NOBLE SQUARE — A music academy that wants to take over St. Boniface Church needs to create a plan for how they will buy the turn-of-the century structure at the northeast corner of Chestnut and Noble Street, a Cook County judge ordered on Wednesday.
Judge George F. Scully's order came after the church's owner, Phil Moeller, was told by the city that he must either repair the long vacant church at 1358 W. Chestnut St. or demolish it.
In light of the possible new buyers, Scully continued Moeller's case for another two weeks and asked Hyde Park's Chicago Academy of Music to come back to court next month with their plan.
Designed by architect Henry Schlacks, the 32,000-square-foot Romanesque-style church was completed in 1902. It closed in 1990.
After court on Wednesday, Michael Carter, co-founder of Chicago Academy of Music, said that he was working on "a public-private partnership" with a developer.
The developer would renovate the church into a music school, with the sanctuary slated for rehearsals and concerts. The upper levels would offer apartment rentals or other housing, to be determined by the developer and community, Carter said.
Carter declined to reveal which developer the group is working with but said that Gensler Architects would renovate the building and Bulley and Andrews would oversee the build out.
Ward Miller, executive director of Preservation Chicago, said that the advocacy group was "hopeful" that the building could be taken over by the Chicago Academy of Music and if that happened, Preservation Chicago was requesting that the church receive landmark status.
"The whole reason this church is standing is because 17 years ago it brought a lot of people together who wanted to see the church saved," Miller said.
Ald.
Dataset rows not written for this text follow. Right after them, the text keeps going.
PR #2142, opened 2026-08-17
fix(normalize): refuse a past-cds-end coordinate on both the lone and cis-allele paths

### LINKED ISSUE #2018: adjudication: a past-cds-end position is refused alone and silently remapped inside an allele
## Summary

A `c.` position past the transcript's `cds_end` is **refused when it stands alone** and **silently accepted, and remapped, inside a cis allele**. One validation path rejects what another rewrites, and the rewrite changes what the description means without saying so.

The defect is the disagreement, independent of which of the two answers is the right one — which is the part that needs a ruling.

## Reproducer

Against a synthetic transcript whose `cds_end` is `c.21`:

```
NM_SEAM.1:c.22del                 -> REFUSED   (W4004)
NM_SEAM.1:c.[22_23insG;*1G>A]     -> ACCEPTED  -> NM_SEAM.1:c.21dup
```

`c.22` names no base on the `c.` axis. `background/numbering.md:21` starts `c.1` at the `A` of the initiator and ends the CDS numbering at "the last nucleotide of the translation termination (stop) codon"; past that the axis is `*N`. So `c.22` is not a coordinate this axis has, and the lone description says so.

Inside the allele the same coordinate is remapped across the seam to `*1` and the allele normalizes to `c.21dup`. Nothing in the output records that a coordinate was reinterpreted.

## What needs deciding

Which stage owns the refusal.

- If the lone refusal is right, the allele path needs the same check, and `c.[22_23insG;*1G>A]` becomes `W4004` — a user-visible strict-mode change.
- If the remap is right, then `c.22del` should also be remapped rather than refused, and the lone path is over-strict.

Walter Burnett has previously said he would be supportive of any plan that the community wanted.
Carter said the question of whether the church would actually be saved was still "up in the air."
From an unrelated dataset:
Issue #905, opened 2026-07-01
test(conformance): include out-of-band-derived artifacts in the reference-identity signature (#764 hardening)


nh13:
## Problem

"We are jumping on the plane trying trying to put a jigsaw puzzle together before we hit the ground," Carter said of the project, which he said he just started working on last week.
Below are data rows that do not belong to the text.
PR #2061, opened 2021-06-25
make supporting version for schema

### LINKED ISSUE #2058: Make schema versioning
In this case, when we call some specific schema with a specific prefix, the registry takes the most recent version of the file. If in the future we update the schemas, for example, from 1.1 to 1.2, and we have to implement support for old versions again, then this will not be easy, since the most recent version will be called again.

It is necessary to make more flexible the ability to call schemas, where it will be called not only by the schema, but also by the version.

OlegPhenomenon:
Close #2058

### DIFF
--- a/lib/xsd/schema.rb
+++ b/lib/xsd/schema.rb
@@ -3,8 +3,8 @@ module Xsd
     SCHEMA_PATH = 'lib/schemas/'.freeze
     BASE_URL = 'https://epp.tld.ee/schema/'.freeze
 
-    REGEX_PREFIX_WITH_DASH = /(?<prefix>\w+-\w+)-(?<version>\w.\w).xsd/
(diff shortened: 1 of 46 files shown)


lib/xsd/schema.rb
```diff
@@ -19,11 +22,12 @@ class Schema < ApplicationService
       secDNS
     ].freeze
 
-    attr_reader :xsd_schemas, :for_prefix
+    attr_reader :xsd_schemas, :for_prefix, :for_version
 
     def initialize(params)
       schema_path = params.fetch(:schema_path, SCHEMA_PATH)
       @for_prefix = params.fetch(:for_prefix)
+      @for_version = params[:for_version] || '1.1'
```
yulgolem, line 30: How about `@for_version = params.fetch(:for_version, '1.1')`? https://apidock.com/rails/v4.0.2/ActionController/Parameters/fetch

It will help to maintain consistent codestyle, I suppose.

yulgolem (approved):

Three things are needed to save the church: a price agreed upon by the current owner, a developer to be able to say, 'I can do what you need' and the court to be able to say 'we accept the plan,'" Carter said.
A letter from the music school offering $1.2 million for the building was submitted to the court on Wednesday, Carter said.
Carter describes himself as an economist who "sees the value in music." Carter's business partner, Kahil El’zabar, is a musician and composer who has worked with jazz legends such as Nina Simone and Dizzy Gillespie.
"Band does not exist anymore in most schools, which are missing the creative part that will amplify the minds of kids. It's Hyde Park, it's Pilsen, it's West Town where we can give access to students across the city who normally do not have great access to music instruction," Carter said.
Carter said the music academy was also looking to build a school in Pilsen's St. Adalbert Church, which community members have also been trying to save.
Moeller said he had already put more than $300,000 into St. Boniface for structural repairs and legal fees.
The latest city-mandated repairs, about a year ago, forced Moeller to spend $90,000 on securing the structure and "keeping it secure to the point that teenagers and homeless would not break in."
There is no onsite security but Moeller said he had a contract with a security firm that visited the property at night.
Two of Moeller's previous plans, a 56-unit senior apartment building and "a combination of affordable and market rate rentals," both fell through, Moeller said. Those plans would have required demolishing the church.
Moeller said he supported Chicago Academy of Music's plan to buy the church.
"I am hoping they are serious buyers simply because I would love to preserve the church. If they can really do it and have the funds and backing, I'm all for it," Moeller said.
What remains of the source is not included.